▸ **Source information**:
● ● ● ● ●
PR #251, opened 2020-10-28
Update RGBWstrandtest.ino

bitDealer:
The defintion of BRIGHTNESS wasn't used in the setup-routine, therefore changing its value didn't change the brightness as expected


ladyada (approved):

ladyada:
thanx!

PR #477, opened 2018-11-20
Add workaround in root-console-rpc-msg-boo1116598-20181119.json

michelmno:
I forgot to set it in previous creation as reported in
https://openqa.opensuse.org/tests/800841#step/shutdown_ltp/13


okurz:
thx

PR #485, opened 2018-12-11
Add kontact fatal error for workaround: bsc#1105207

Zaoliang:
Add workaround for kontact fatal error: bsc#1105207

we have issue with fatal error reported in bsc#1105207
add now workaround for this issue:
https://openqa.opensuse.org/tests/812844#step/kontact/14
● ● ● ● ●
A single number is the whole answer: report how many lines in the data above include the word "step".

2